Parlay Betting
A parlay combines multiple bets into a single wager with a multiplied payout. The catch: every leg must win. One losing leg loses the entire parlay.
How Parlay Math Works
Parlay odds are calculated by multiplying the decimal odds of each leg. Three -110 legs (decimal 1.91 each) become 1.91 × 1.91 × 1.91 = 6.96, or roughly +596 in American odds.

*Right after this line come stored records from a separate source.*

PR #338, opened 2026-05-15
[codex] Add ft launcher attribution integration

namitdhameja:
## Summary
- builds on merged #339 service/smonsvc terminal attribution support
- add launcher-managed attribution restart decisions and host-managed attribution service wiring
- move the final STOP decision to the rendezvous host before closing the next round, so launcher only signals terminal attribution early
- keep attribution shutdown state simple: the rendezvous host exits gracefully when it decides STOP; other ranks just observe rendezvous closure
- reframe attribution timeout as a launcher-side decision budget; terminal POST starts the budget, each GET is a short local request, and the rendezvous host reruns its normal close loop until a decision arrives or the budget expires
- record attribution GET wait profiling events, including completed-event duration_seconds metadata

## Validation
- compileall on changed launcher/rendezvous/shared-utils files and tests
- git diff --check
- isort --check-only on changed Python files
- black --check on changed Python files

Note: focused pytest could not run in the local desktop runtime because required test dependencies are not installed there.

### DIFF
--- a/src/nvidia_resiliency_ext/fault_tolerance/ft_rendezvous_barrier.py
+++ b/src/nvidia_resiliency_ext/fault_tolerance/ft_rendezvous_barrier.py
@@ -630,6 +630,8 @@ class _RendezvousBarrierState:
         self.prefix = f"ft_rendezvous_barrier:{run_id}"
         # Permanent shutdown: once set, no further rendezvous rounds (graceful exit).
         self.shutdown_key = f"{self.prefix}:shutdown"
+        self._attribution_service: Optional[AttributionService] = None
+        self._attribution_settled_for_round: int = -1
         # Job-level unhealthy counter; persists across all rounds.
         self.unhealthy_count_key = f"{self.prefix}:unhealthy_count"
         # Latest closed round's active membership. This is host-local by design:
@@ -1250,7 +1252,7 @@ class _RendezvousBarrierState:
             node_desc: Node descriptor for logging
 
         Raises:
-            RendezvousClosedError: If rendezvous was permanently shut down
+            RendezvousClosedError: If rendezvous was permanently shut down.
             RendezvousTimeoutError: If rendezvous has timed out
         """
         # Check for permanent shutdown
@@ -1349,6 +1351,35 @@ class _RendezvousBarrierState:
             wait_count += 1
             time.sleep(1.0)  # Poll every 1 second
 
+    def _attribution_gate(self, node_desc: _NodeDesc) -> bool:
+        """Return whether attribution permits closing the current round.
+
+        Raises ``RendezvousGracefulExitError`` if attribution recommends stopping.
+        Returns ``False`` while attribution is still pending.
+        """
+        if self._attribution_service is None or self._round == 0:
+            return True
+
+        if self._attribution_settled_for_round == self._round:
+            return True
+
+        result = self._attribution_service.get_last_result(node_id=node_desc)
+
+        if result is None:
+            return False
+
+        if result is True:
+            msg = (
+                f"The node '{node_desc}' is closing rendezvous because attribution "
+                f"recommended stopping the job."
+            )
+            log.error(msg)
+            self.set_shutdown()
+            raise RendezvousGracefulExitError(msg)
+
+        self._attribution_settled_for_round = self._round
+        return True
+
     def _host_close_round(
         self,
         node_desc: _NodeDesc,
@@ -1406,6 +1437,10 @@ class _RendezvousBarrierState:
 
             # Only attempt snapshot + constraint check when enough nodes have joined.
             if current_joined < min_nodes:
+                time.sleep(0.1)
+                continue
+
+            if not self._attribution_gate(node_desc):
                 time.sleep(0.1)
                 continue
 
@@ -2085,6 +2120,7 @@ class FtRendezvousBarrierHandler(RendezvousHandler):
         link_state_path_template: Optional[str] = None,
         storage_healthcheck_paths: Optional[list] = None,
         attribution_endpoint: Optional[str] = None,
+        attribution_decision_timeout: Optional[float] = None,
         cycle_info_dir: Optional[str] = None,
         cycle_log_prefix: Optional[str] = None,
     ):
@@ -2121,6 +2157,8 @@ class FtRendezvousBarrierHandler(RendezvousHandler):
                 List of storage paths to check for health.
             attribution_endpoint:
                 Endpoint of the attribution service.
+            attribution_decision_timeout:
+                Launcher-side attribution decision budget in seconds.
         """
         # We associate each handler instance with a unique node descriptor.
         node = cls._node_desc_generator.generate(local_addr)
@@ -2148,6 +2186,7 @@ class FtRendezvousBarrierHandler(RendezvousHandler):
             link_state_path_template=link_state_path_template,
             storage_healthcheck_paths=storage_healthcheck_paths,
             attribution_endpoint=attribution_endpoint,
+            attribution_decision_timeout=attribution_decision_timeout,
             cycle_info_dir=cycle_info_dir,
             cycle_log_prefix=cycle_log_prefix,
         )
@@ -2164,6 +2203,7 @@ class FtRendezvousBarrierHandler(RendezvousHandler):
         link_state_path_template: Optional[str] = None,
         storage_healthcheck_paths: Optional[list] = None,
         attribution_endpoint: Optional[str] = None,
+        attribution_decision_timeout: Optional[float] = None,
         cycle_info_dir: Optional[str] = None,
         cycle_log_prefix: Optional[str] = None,
     ) -> None:
@@ -2239,9 +2279,13 @@ class FtRendezvousBarrierHandler(RendezvousHandler):
 
         # Attribution service client (optional, only on master node)
         if is_store_host and attribution_endpoint:
-            self._attribution_service = AttributionService(endpoint=attribution_endpoint)
+            self._attribution_service = AttributionService(
+                endpoint=attribution_endpoint,
+                decision_timeout=attribution_decision_timeout,
+            )
         else:
             self._attribution_service = None
+        self._barrier_state._attribution_service = self._attribution_service
 
     @property
     def _rendezvous_round(self) -> int:
@@ -2387,11 +2431,6 @@ class FtRendezvousBarrierHandler(RendezvousHandler):
                 "Storage path health check",
                 f"Node {self._this_node} has invalid or unreadable paths.",
             )
-
-        # Perform optional log analysis (non-fatal)
-        # Note: _submit_log() was already called from launcher before workers started
-        if self._attribution_service is not None:
-            self._attribution_service()
 
         # Perform Node health check (external service if available)
         _nodehealth_checker = get_node_health_check()
@@ -2784,6 +2823,9 @@ def create_handler(
         storage_healthcheck_paths = params.config.get('storage_healthcheck_paths', None)
         link_state_path_template = params.config.get('link_state_path_template', None)
         attribution_endpoint = params.config.get('attribution_endpoint', None)
+        attribution_decision_timeout = params.config.get('attribution_decision_timeout', None)
+        if attribution_decision_timeout is not None:
+            attribution_decision_timeout = float(attribution_decision_timeout)
         cycle_info_dir = params.config.get('cycle_info_dir', None)
         cycle_log_prefix = params.config.get('cycle_log_prefix', None)
 
@@ -2804,6 +2846,7 @@ def create_handler(
             link_state_path_template=link_state_path_template,
             storage_healthcheck_paths=storage_healthcheck_paths,
             attribution_endpoint=attribution_endpoint,
+            attribution_decision_timeout=attribution_decision_timeout,
             cycle_info_dir=cycle_info_dir,
             cycle_log_prefix=cycle_log_prefix,
         )
--- a/src/nvidia_resiliency_ext/fault_tolerance/launcher.py
+++ b/src/nvidia_resiliency_ext/fault_tolerance/launcher.py
@@ -475,7 +475,6 @@ class LocalElasticAgent(SimpleElasticAgent):
         """
         return self._rdzv_handler.round()
 
-
     def _current_cycle_info_path(self) -> Optional[str]:
         if not self._ft_cfg.cycle_info_dir:
             return None
@@ -536,7 +535,7 @@ class LocalElasticAgent(SimpleElasticAgent):
         log_msg: str,
         open_rendezvous: bool = False,
     ) -> bool:
-        """Handle restart decision logic based on progress tracking and remaining restarts.
+        """Handle restart decision logic based on attribution, progress, and restart budget.
 
         Args:
             role: The role name for logging
@@ -548,6 +547,7 @@ class LocalElasticAgent(SimpleElasticAgent):
             True if restart was initiated (caller should continue monitoring loop)
             False if no restart (caller should stop workers and return failure)
         """
+        self._request_terminal_attribution()
         self._progress_tracker.analyze_previous_cycle()
         should_terminate_early = self._progress_tracker.should_terminate_early()
 
@@ -867,6 +867,15 @@ class LocalElasticAgent(SimpleElasticAgent):
         #       The 'name' field of the Event is NOT used in the TorchelasticStatusLogEntry.
         event = events.Event(name=name, source=events.EventSource.AGENT, metadata=metadata)
         events.record(event)
+
+    def _request_terminal_attribution(self) -> None:
+        """Ask attrsvc to start final analysis for the last submitted cycle log."""
+        if not self._is_store_host:
+            return
+        attribution_service = getattr(self._rdzv_handler, "_attribution_service", None)
+        if attribution_service is None:
+            return
+        attribution_service.request_terminal_analysis()
 
     # pyre-fixme[56]: Pyre was not able to infer the type of the decorator
     #  `torch.distributed.elastic.metrics.prof`.
@@ -2790,7 +2799,6 @@ def _validate_attribution_requires_per_cycle_applog(
             "Attribution service needs per-cycle application logs as analysis input."
         )
 
-
 def config_from_args(args, launcher_pipe_read_fd=None, launcher_log_file=None) -> Tuple[LaunchConfig, Union[Callable, str], List[str]]:
     # If ``args`` not passed, defaults to ``sys.argv[:1]``
     _validate_args(args)
@@ -2871,6 +2879,7 @@ def config_from_args(args, launcher_pipe_read_fd=None, launcher_log_file=None) -
     # Pass enable_nic_healthcheck and link_state_path_template from fault tolerance config to rendezvous config
     rdzv_configs['enable_nic_healthcheck'] = fault_tol_cfg.enable_nic_healthcheck
     rdzv_configs['link_state_path_template'] = fault_tol_cfg.link_state_path_template
+
     # Pass distributed storage health check configuration
     cli_dist_storage = getattr(args, 'ft_enable_dist_storage_healthcheck', None)
     if cli_dist_storage is not None:
@@ -2972,6 +2981,11 @@ def config_from_args(args, launcher_pipe_read_fd=None, launcher_log_file=None) -
         attribution_endpoint = attribution_manager.start_if_needed()
         if attribution_endpoint is not None:
             rdzv_configs['attribution_endpoint'] = attribution_endpoint.endpoint
+            decision_timeout = getattr(attribution_endpoint, "decision_timeout", None)
+            if decision_timeout is not None:
+                rdzv_configs['attribution_decision_timeout'] = str(
+                    decision_timeout
+                )
 
         if getattr(args, 'ft_enable_log_server', False):
             assert log_funnel_ports is not None
--- a/src/nvidia_resiliency_ext/shared_utils/health_check.py
+++ b/src/nvidia_resiliency_ext/shared_utils/health_check.py
@@ -23,10 +23,11 @@ import os
 import subprocess  # nosec B404
 import sys
 import threading
+import time
 import traceback
 from collections import defaultdict, deque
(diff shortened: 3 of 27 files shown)


src/nvidia_resiliency_ext/fault_tolerance/ft_rendezvous_barrier.py
```diff
@@ -630,6 +632,10 @@ def __init__(
         self.prefix = f"ft_rendezvous_barrier:{run_id}"
         # Permanent shutdown: once set, no further rendezvous rounds (graceful exit).
         self.shutdown_key = f"{self.prefix}:shutdown"
+        # Optional shutdown reason lets non-host nodes map attribution STOP shutdowns
+        # to RendezvousGracefulExitError instead of a generic closed-rendezvous error.
+        self.shutdown_reason_key = f"{self.prefix}:shutdown_reason"
```
hexinw-nvidia: "shutdown_reason" key is not needed.

src/nvidia_resiliency_ext/fault_tolerance/ft_rendezvous_barrier.py
```diff
@@ -1250,13 +1256,16 @@ def _check_timeout_and_closure(self, node_desc: _NodeDesc) -> None:
...
-            RendezvousClosedError: If rendezvous was permanently shut down
+            RendezvousGracefulExitError: If attribution requested a job-level stop.
+            RendezvousClosedError: If rendezvous was permanently shut down for other reasons.
             RendezvousTimeoutError: If rendezvous has timed out
         """
         # Check for permanent shutdown
         if self.is_shutdown():
             msg = f"The node '{node_desc}' detected that rendezvous was permanently closed"
             log.info(msg)
+            if self._shutdown_reason() == _SHUTDOWN_REASON_ATTRIBUTION_STOP:
```
hexinw-nvidia: Not needed as discussed.

src/nvidia_resiliency_ext/fault_tolerance/launcher.py
```diff
@@ -2781,15 +2790,15 @@ def _resolve_attribution_endpoint(args: Any, fault_tol_cfg: FaultToleranceConfig
 def _validate_attribution_requires_per_cycle_applog(
     args: Any, fault_tol_cfg: FaultToleranceConfig
 ) -> None:
-    if _resolve_attribution_endpoint(args, fault_tol_cfg) and not getattr(
-        args, "ft_per_cycle_applog_prefix", None
-    ):
+    if getattr(args, "ft_per_cycle_applog_prefix", None):
+        return
+
+    if _resolve_attribution_endpoint(args, fault_tol_cfg):
```
hexinw-nvidia: The original check is correct. Revert this change.

src/nvidia_resiliency_ext/fault_tolerance/ft_rendezvous_barrier.py
```diff
@@ -1530,6 +1556,7 @@ def _host_close_round(
                 f"participants{replacement_group_info}{unhealthy_replacement_group_info}, "
                 f"min={min_nodes} (fetch {fetch_elapsed*1000:.1f}ms, check {check_elapsed*1000:.1f}ms)"
             )
+            self._check_attribution_before_round_close(node_desc)
```
hexinw-nvidia: This should be moved to before the constraint check, as discussed.

src/nvidia_resiliency_ext/shared_utils/health_check.py
```diff
@@ -37,12 +37,19 @@
...
+    ANALYSIS_INTENT_TERMINAL,
+)
 from nvidia_resiliency_ext.shared_utils.job_metadata import job_id_from_env, job_user_from_env
 from nvidia_resiliency_ext.shared_utils.log_manager import LogConfig
 
 # Get the nvrx logger
 logger = logging.getLogger(LogConfig.name)
 
+_ATTRIBUTION_POST_TIMEOUT_SECONDS = 2.0
+_ATTRIBUTION_GET_TIMEOUT_SECONDS = 5.0
```
hexinw-nvidia: Change to 500 msec.

src/nvidia_resiliency_ext/fault_tolerance/ft_rendezvous_barrier.py
```diff
@@ -1377,6 +1404,9 @@ def _host_close_round(
         mismatch_first_seen: Optional[float] = None
         close_gate = self._make_previous_active_last_call_gate(min_nodes, max_nodes)
         last_call_logged_deadline: Optional[float] = None
+        # Round 0 has no prior workload logs to attribute. Restart rounds wait for
+        # attribution once, then re-enter the loop so close checks use fresh state.
+        attribution_close_allowed = self._attribution_service is None or self._round == 0
```
hexinw-nvidia: Move the attribution gate behind a single self-contained helper, with no local flag in the loop:

```suggestion
      def _attribution_gate(self, node_desc) -> bool:                                    
      """True if close is permitted by attribution. Raises if STOP. False if still pending"""
      if self._attribution_service is None or self._round == 0:                      
          return True
      if self._attribution_settled_for_round == self._round:
          return True                                                                
      result = self._attribution_service.get_last_result(node_id=node_desc)
      if result is None:                                                             
          return False
      if result is True:                                                             
          log.error(f"node '{node_desc}' closing rendezvous: attribution recommended stop")
          self.set_shutdown()                                                        
          raise RendezvousGracefulExitError(...)
      self._attribution_settled_for_round = self._round
      return True                    
```

src/nvidia_resiliency_ext/fault_tolerance/ft_rendezvous_barrier.py
```diff
@@ -1409,6 +1439,10 @@ def _host_close_round(
                 time.sleep(0.1)
                 continue
 
+            if not attribution_close_allowed:
+                attribution_close_allowed = self._check_attribution_before_round_close(node_desc)
+                continue
+
```
hexinw-nvidia: This becomes:

      if not self._attribution_gate(node_desc):
          time.sleep(0.1)   # explicit pacing instead of relying on HTTP timeout     
          continue

src/nvidia_resiliency_ext/fault_tolerance/ft_rendezvous_barrier.py
```diff
@@ -630,6 +630,7 @@ def __init__(
         self.prefix = f"ft_rendezvous_barrier:{run_id}"
         # Permanent shutdown: once set, no further rendezvous rounds (graceful exit).
         self.shutdown_key = f"{self.prefix}:shutdown"
+        self._attribution_service: Optional[AttributionService] = None
```
hexinw-nvidia, line 633: You can initialize the "_attribution_settled_for_round" here.

```suggestion
        self._attribution_service: Optional[AttributionService] = None
        self._attribution_settled_for_round: int = -1
```

src/nvidia_resiliency_ext/fault_tolerance/ft_rendezvous_barrier.py
```diff
@@ -1349,6 +1350,32 @@ def _wait_for_rendezvous_open(
             wait_count += 1
             time.sleep(1.0)  # Poll every 1 second
 
+    def _check_attribution_before_round_close(self, node_desc: _NodeDesc) -> bool:
```
hexinw-nvidia: Replace with the _attribution_gate().

src/nvidia_resiliency_ext/shared_utils/health_check.py
```diff
@@ -1358,87 +1366,224 @@ class AttributionService:
...
+        if self._terminal_deadline is None:
+            self._terminal_deadline = time.monotonic() + self.decision_timeout
+        return self._terminal_deadline
+
+    def _remaining_decision_timeout(self) -> float:
+        """Return the remaining launcher-side budget for the current attribution decision."""
+        remaining = self._ensure_decision_deadline() - time.monotonic()
+        if remaining <= 0:
+            logger.info(
+                "AttributionService attribution decision budget exhausted",
```
hexinw-nvidia: Drop this duplicate log. It fires every poll iteration once expired.

src/nvidia_resiliency_ext/shared_utils/profiling.py
```diff
@@ -20,7 +20,7 @@
 import time
 from datetime import datetime, timezone
 from enum import Enum
-from typing import Any, Optional
+from typing import Any, Mapping, Optional
```
hexinw-nvidia: Not needed. The "metadata" is not needed. The duration calculation will be done in post-processing tool.

src/nvidia_resiliency_ext/shared_utils/profiling.py
```diff
@@ -75,6 +77,7 @@ def record_event(
         event: ProfilingEvent,
         node_id: Optional[Any] = None,
         rank: Optional[int] = None,
+        metadata: Optional[Mapping[str, Any]] = None,
```
hexinw-nvidia: Not needed. Remove

src/nvidia_resiliency_ext/shared_utils/profiling.py
```diff
@@ -88,9 +91,14 @@ def record_event(
 
         # Format log message with cycle count and UTC time
         utc_time = self._timestamp_to_utc_datetime(timestamp)
+        metadata_msg = ""
+        if metadata:
+            metadata_msg = " " + " ".join(
+                f"{key}: {value}" for key, value in sorted(metadata.items())
+            )
```
hexinw-nvidia: Remove

src/nvidia_resiliency_ext/shared_utils/profiling.py
```diff
@@ -88,9 +91,14 @@ def record_event(
...
         self._logger.info(
             f"  - Cycle: {self._current_cycle} Event: {event.value} Node: {node_id_str} Rank: {rank} "
-            f"Time: {utc_time} UTC"
+            f"Time: {utc_time} UTC{metadata_msg}"
```
hexinw-nvidia: Undo

src/nvidia_resiliency_ext/shared_utils/profiling.py
```diff
@@ -115,18 +123,20 @@ def record_profiling_event(
     event: ProfilingEvent,
     node_id: Optional[Any] = None,
     rank: Optional[int] = None,
+    metadata: Optional[Mapping[str, Any]] = None,
```
hexinw-nvidia: Remove

src/nvidia_resiliency_ext/shared_utils/profiling.py
```diff
@@ -115,18 +123,20 @@ def record_profiling_event(
...
 ) -> str:
     """Convenience function to record a profiling event.
 
     Args:
         event: The profiling event to record
         node_id: Node identifier (can be any type, will be converted to string)
         rank: Rank identifier
+        metadata: Optional extra event fields to append to the profiling log line
```
hexinw-nvidia: remove

src/nvidia_resiliency_ext/shared_utils/profiling.py
```diff
@@ -115,18 +123,20 @@ def record_profiling_event(
...
 
     Returns:
         Event ID string
     """
-    return _get_global_profiler().record_event(event, node_id, rank)
+    return _get_global_profiler().record_event(event, node_id, rank, metadata)
```
hexinw-nvidia: remove

src/nvidia_resiliency_ext/shared_utils/health_check.py
```diff
@@ -1358,87 +1366,224 @@ class AttributionService:
...
+    def _start_get_profiling(self, node_id: Optional[Any]) -> None:
+        if self._get_wait_start is not None:
+            return
+        self._get_wait_start = time.monotonic()
+        record_profiling_event(
+            ProfilingEvent.ATTRIBUTION_GET_STARTED,
+            node_id=node_id,
+        )
+
+    def _complete_get_profiling(
```
hexinw-nvidia: This method is not needed. Just need to report the ATTRIBUTION_GET_COMPLETED event.

src/nvidia_resiliency_ext/shared_utils/health_check.py
```diff
@@ -1358,87 +1366,224 @@ class AttributionService:
...
-                target=self._get_results,
-                args=(log_path,),
-                daemon=True,
-            ).start()
-
-    def get_last_result(self) -> Optional[bool]:
-        """Synchronously fetch whether attribution recommends stopping the last log."""
+        self.request_terminal_analysis()
+
+    def get_last_result(
```
hexinw-nvidia, line 1819: Claude suggested rewriting this method.


```suggestion
  Suggested rewrite                                                                                                                                               

  After applying items 1–6:                                                          
 
  def get_last_result(self, node_id: Optional[Any] = None) -> Optional[bool]:
      """Fetch the attribution verdict for the last submitted workload log.          

      Returns:
          True   — attribution recommends STOP                                       
          False  — CONTINUE, or decision-budget expired (fail-open), or no submitted log
          None   — still pending within the decision budget                          
      """
      log_path = self._last_submitted                                                
      if not log_path:
          logger.debug("AttributionService GET skipped: no submitted log path")
          return False                                                               

      if not self._get_started_recorded:                                             
          record_profiling_event(ProfilingEvent.ATTRIBUTION_GET_STARTED, node_id=node_id)
          self._get_started_recorded = True                                          

      decision_remaining = self._remaining_decision_timeout()                        
      if decision_remaining <= 0:
          return self._fail_open_on_timeout(log_path, node_id)                       

      request_timeout = min(_ATTRIBUTION_REQUEST_TIMEOUT_SECONDS, decision_remaining)
      result = self._get_results(log_path, timeout=request_timeout)

      if result is None:
          if self._remaining_decision_timeout() <= 0:
              return self._fail_open_on_timeout(log_path, node_id)                   
          return None

      record_profiling_event(ProfilingEvent.ATTRIBUTION_GET_COMPLETED, node_id=node_id)
      return result

  def _fail_open_on_timeout(self, log_path: str, node_id: Optional[Any]) -> bool:    
      logger.warning(
          "AttributionService decision budget exhausted for %s (%.1fs); failing open",
          log_path, self.decision_timeout,
      )                                                                              
      record_profiling_event(ProfilingEvent.ATTRIBUTION_GET_COMPLETED, node_id=node_id)
      return False

  Plus _submit_log() resets self._get_started_recorded = False (replaces _get_wait_start = None).

  Net effect                                                                         
 
  - One parameter removed
  - One unreachable branch removed
  - Two helper methods removed
  - One duplicate log site eliminated                                                
  - Both timeout exits now log uniformly
  - Profile-event pair always balances (no orphan STARTED)
  - Method body shrinks ~40%
    
```

src/nvidia_resiliency_ext/fault_tolerance/ft_rendezvous_barrier.py
```diff
@@ -1349,6 +1351,36 @@ def _wait_for_rendezvous_open(
...
+            msg = (
+                f"The node '{node_desc}' is closing rendezvous because attribution "
+                f"recommended stopping the job."
+            )
+            log.error(msg)
+            self.set_shutdown()
+            raise RendezvousGracefulExitError(msg)
+
+        self._attribution_settled_for_round = self._round
+        return False
```
hexinw-nvidia: This should be "return True"? Why does the caller need to re-read the result?

src/nvidia_resiliency_ext/fault_tolerance/ft_rendezvous_barrier.py
```diff
@@ -1409,6 +1441,9 @@ def _host_close_round(
                 time.sleep(0.1)
                 continue
 
+            if not self._attribution_gate(node_desc):
+                continue
```
hexinw-nvidia, line 1445: Don't we need a time.sleep(0.1) or time.sleep(0.5) to prevent calling the get_last_result() back-to-back?

src/nvidia_resiliency_ext/shared_utils/health_check.py
```diff
@@ -1358,87 +1366,209 @@ class AttributionService:
...
+        """
         log_path = self._last_submitted
         if not log_path:
             logger.debug("AttributionService GET skipped: no submitted log path")
+            return False
+
+        self._start_get_profiling(node_id)
+        decision_remaining = self._remaining_decision_timeout()
+        if decision_remaining <= 0:
+            logger.info(
```
hexinw-nvidia: Should we change it to logger.warning?

src/nvidia_resiliency_ext/shared_utils/health_check.py
```diff
@@ -1358,87 +1366,209 @@ class AttributionService:
...
+                log_path,
+            )
+            record_profiling_event(
+                ProfilingEvent.ATTRIBUTION_GET_COMPLETED,
+                node_id=node_id,
+            )
+            return False
+
+        request_timeout = min(_ATTRIBUTION_REQUEST_TIMEOUT_SECONDS, decision_remaining)
+        if timeout is not None:
```
hexinw-nvidia: Is there any use case to pass in timeout in the get_last_result() call? If not, I think we can remove line 1428-1431

src/nvidia_resiliency_ext/fault_tolerance/ft_rendezvous_barrier.py
namitdhameja: That is intentional based on morning discussion. It forces one extra loop pass after attr is available so _host_close_round re-runs from the top.

src/nvidia_resiliency_ext/shared_utils/health_check.py
```diff
@@ -1358,87 +1366,209 @@ class AttributionService:
...
+            return None
+
+        try:
+            result = self._get_results(log_path, timeout=request_timeout)
+        except Exception:
+            record_profiling_event(
+                ProfilingEvent.ATTRIBUTION_GET_COMPLETED,
+                node_id=node_id,
+            )
+            raise
```
hexinw-nvidia: try...except block is not needed. "_get_results" already catches the exception from the HTTP call. Correct?

src/nvidia_resiliency_ext/fault_tolerance/ft_rendezvous_barrier.py
namitdhameja: Whats the diff between GET(timeout=0.5) or GET(timeout=0.6) ? Latter is better as if the result is available at time interval 0.5-0.6, then it doesn't wait one more cycle and is satisfied immediately.

Though frankly, I don't get the benefit of breaking GET in multiple anyways. A GPU reclaim is 30 sec, a median DCA HC takes 25 sec. 55 sec is already done, what benefit does breaking GET for a 5 sec interval adds, whats the functionality that its breaking or has improved if we just wait for the budgeted time. Even if it was say 45 sec, how does the breakup of GET help make things better?

src/nvidia_resiliency_ext/shared_utils/health_check.py
```diff
@@ -1358,87 +1366,209 @@ class AttributionService:
...
+
+        if result is None:
+            if self._remaining_decision_timeout() <= 0:
+                record_profiling_event(
+                    ProfilingEvent.ATTRIBUTION_GET_COMPLETED,
+                    node_id=node_id,
+                )
+                return False
```
hexinw-nvidia: Actually, why do we need to do another timeout check here after the _get_results() call? If we don't do the check here, we would have one extra rendezvous loop iteration on timeout. But the code is simpler.

I'd proposed we remove line 1443-1448

src/nvidia_resiliency_ext/shared_utils/health_check.py
```diff
@@ -1358,87 +1366,209 @@ class AttributionService:
...
+            return
+        self._ensure_decision_deadline()
+        timeout = min(_ATTRIBUTION_REQUEST_TIMEOUT_SECONDS, self._remaining_decision_timeout())
+        if timeout <= 0:
+            logger.info(
+                "AttributionService terminal POST skipped for %s: attribution decision "
+                "budget exhausted",
+                log_path,
+            )
+            return
```
hexinw-nvidia: Do we need the timeout check here? Seems to me it can be removed.

src/nvidia_resiliency_ext/fault_tolerance/ft_rendezvous_barrier.py
hexinw-nvidia: The GET(timeout=0.5) can return in milliseconds, not 0.5 seconds. Hence, we need the time.sleep(0.1). 

  if not self._attribution_gate(node_desc):
      time.sleep(0.1)   # avoid tight spin if attrsvc returns in_flight fast
      continue

src/nvidia_resiliency_ext/fault_tolerance/ft_rendezvous_barrier.py
hexinw-nvidia: Please remind me. I don't recall this is what we discussed. "return True" in line 1382 seems the correct implementation.

src/nvidia_resiliency_ext/fault_tolerance/ft_rendezvous_barrier.py
namitdhameja: There is no tight spin here. As mentioned, if the result is not available then it will wait for <budget>. I will make the change just because its not worth getting stuck on nit.

hexinw-nvidia: This is where the disconnect is. Why do we want the get_last_result() block if there is no result?

namitdhameja: I have already made the change you suggested:
if not self._attribution_gate(node_desc):
                time.sleep(0.1)
                continue
               
See the 0.1 sleep.
The behavior is for GET to wait till the result is available. The client can specify their own timeout if they don't want to wait.

hexinw-nvidia (approved):
LG. Thanks for addressing the comments.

Typical 2-leg parlay payouts:
- 2 legs at -110: ~+265
- 3 legs at -110: ~+595
- 4 legs at -110: ~+1228
- 5 legs at -110: ~+2435
Why the House Loves Parlays
Each leg carries its own ~4.5% house edge (the -110 vig). When you parlay them together, those edges compound. A 4-leg parlay has an effective house edge in the high teens or above; that’s why books promote them. Recreational bettors chase the big payout; the math is brutal.
Same-Game Parlay (SGP)
Many books now offer parlays of multiple markets within a single game (e.g., Packers ML + Jordan Love over 250 passing yards + Romeo Doubs anytime TD). Because the legs are correlated, the book uses adjusted pricing; generally not a +EV market for casual bettors.
When Parlays Can Make Sense
- Plus-money legs you actually like: Parlaying two +130 sides is fundamentally different from chasing six -110 favorites.
- Boosted parlays: Sportsbook promo parlays sometimes carry +EV. Read the terms.
- Cards with high natural correlation: A UFC main-card parlay around a heavy favorite is the classic example.
What to Avoid
- Long parlays of -200+ chalk favorites; the implied probability is high but the compounded juice is worse than betting them individually.
- Parlays as a way to make a small bankroll feel like it has chase potential; that’s how the house wins.
Wisconsin Availability
Available at every WI retail sportsbook. UFC card parlays are particularly popular at Potawatomi on title-fight nights.